Sława przysparza siostrom Godlewskim kłopotów w pracy? "Chcą mi odebrać prawo do wykonywania zawodu"
Siostry Godlewskie to prawdziwa sensacja ostatnich tygodni. Uświetniły końcówkę 2017 roku swoimi zaskakującymi coverami znanych hitów i kolęd, a internauci oszaleli na ich punkcie. Filmiki, które Małgorzata i Esmeralda udostępniają na Instgramie rozchodzą się po sieci jak świeże bułeczki i sprawiają, że wszyscy chodzą w dobrych humorach - tak trzymać!

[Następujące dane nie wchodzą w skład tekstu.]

Issue #2613, opened 2016-08-23
warning: comparison between signed and unsigned integer expressions


aapo:
stk-code/src/tracks/check_line.cpp:174
    stk-code/src/tracks/check_line.cpp:215
    stk-code/src/tracks/check_line.cpp:218
    warning: comparison between signed and unsigned integer expressions [-Wsign-compare]
       if (kart_index == -1)

And indeed: 

    unsigned int kart_index

auriamg:
Yes, though in this case -1 is just a synonymous for 0xFFFFFFFF. So there's no bug, just annoying warnings. Feel free to shut the warnings by adding the proper casts if you wish though there is no real issue

nado:
Or instead of cast you can use UINT_MAX
```
#<cstdint>
...
if (kart_index == UINT_MAX)
```

nado:
Fixed in 4c0b4d80780cb35f4e36fbf8f96970c3723b0fae
Can be closed

deveee:
Define something like INVALID_KART_INDEX or change the kart index to signed integer seems to be better solution, but indeed the warning should be now fixed. Thanks!

PR #2615, opened 2016-08-24
Fixes warnings

nado:
See #2613

Edit: I did not change any of the networking code to avoid long merging headache to @hiker.

### DIFF
--- a/src/graphics/render_geometry.cpp
+++ b/src/graphics/render_geometry.cpp
@@ -1319,9 +1319,9 @@ void multidraw2ndPass(const std::vector<uint64_t> &Handles, Args... args)
     T::InstancedSecondPassShader::getInstance()->use();
     glBindVertexArray(VAOManager::getInstance()->getInstanceVAO(T::VertexType,
                                                                 T::Instance));
-    uint64_t nulltex[10] = {};
     if (SolidPassCmd::getInstance()->Size[T::MaterialType])
     {
+        uint64_t nulltex[10] = {};
         HandleExpander<typename T::InstancedSecondPassShader>::template
             Expand(nulltex, T::SecondPassTextures, Handles[0], Handles[1],
                    Handles[2]);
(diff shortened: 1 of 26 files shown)


src/graphics/render_geometry.cpp
```diff
@@ -1410,9 +1410,9 @@ void IrrDriver::renderSolidSecondPass()
                 GrassMat::InstancedSecondPassShader::getInstance()->use();
                 glBindVertexArray(VAOManager::getInstance()->getInstanceVAO(GrassMat::VertexType,
                                                                            GrassMat::Instance));
-                uint64_t nulltex[10] = {};
                 if (SolidPassCmd::getInstance()->Size[GrassMat::MaterialType])
                 {
+					uint64_t nulltex[10] = {};
```
qwertychouskie: This line looks too indented.

nado: Forgot to set expandtab :-°

src/karts/skidding.cpp
```diff
@@ -325,14 +325,13 @@ void Skidding::update(float dt, bool is_on_ground,
             m_predicted_curve->setVisible(true);
             m_predicted_curve->setPosition(m_kart->getXYZ());
             m_predicted_curve->setHeading(m_kart->getHeading());
-            float angle = kp
-                                ->getMaxSteerAngle(m_kart->getSpeed())
+            //FIXME: why successive assignations with different values ?
```
nado: Oh, right I dont intend to let this, @hiker I believe this is you who introduced the code, does it have any side effect outside of this scope ?

src/main.cpp
```diff
@@ -429,7 +429,6 @@ bool isEasterMode(int day, int month, int year, int before_after_days)
         }
         return (month > easter_start_month || (month == easter_start_month && day >= easter_start_day)) &&
                (month < easter_end_month   || (month == easter_end_month   && day <= easter_end_day));
-        break;
     }
```
hiker: I would leave the break here. Having it does not affect anything negatively, but if that that code should be rewritten later (and the return removed), that could cause some unnecessary time to debug.

LoadingPleaseWait: Is it actually necessary to use a switch statement here? It seems like it might be cleaner to just use an if statement and that would remove the need for a break.

qwertychouskie:
This should be updated, now that walldriving has been merged. ("This branch has conflicts that must be resolved")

Siostry pojawiły się niedawno w studio Dzień Dobry TVN, gdzie opowiedziały trochę o tym, czym się zajmują i jak ich obecna sława wpływa na codzienne życie. Na jaw wyszło też jak radzą sobie z hejtem:
Wiesz, musimy czerpać siłę z tego całego wydarzenia. Nie możemy się teraz poddać po lawinie nienawiści. Musimy być silne, nasza siostrzana siła dodaje nam niezwykłej mocy. Wyciągamy wnioski i brniemy dalej, nie poddajemy się. Mamy w planach branżę muzyczną - powiedziała EsmeraldaSpotkało nas 99% hejtów, ale chcemy dać też przykład młodym osobom, żeby się nie poddawały - dodała Małgorzata
Małgorzata, która z zawodu jest pielęgniarką - studiowała na Warszawskim Uniwersytecie Medycznym - ma poważniejsze problemy niż kilka małostkowych obelg w Internecie. Jak zauważył dziennikarz, jej sława zaczęła odbijać się na życiu zawodowym:
Przepraszam, ale ja chciałbym coś powiedzieć. Przed wejściem na antenę powiedziałaś mi coś, co mnie zdumiało. Ten hejt jest tak intensywny, że nawet ludziom się chce tobie grozić. Ludzie chcą ci odebrać prawo do wykonywania zawodu
Myślicie, że internetowe żarty i złośliwości są podstawą do odebrania Godlewskiej prawa do wykonywania zawodu?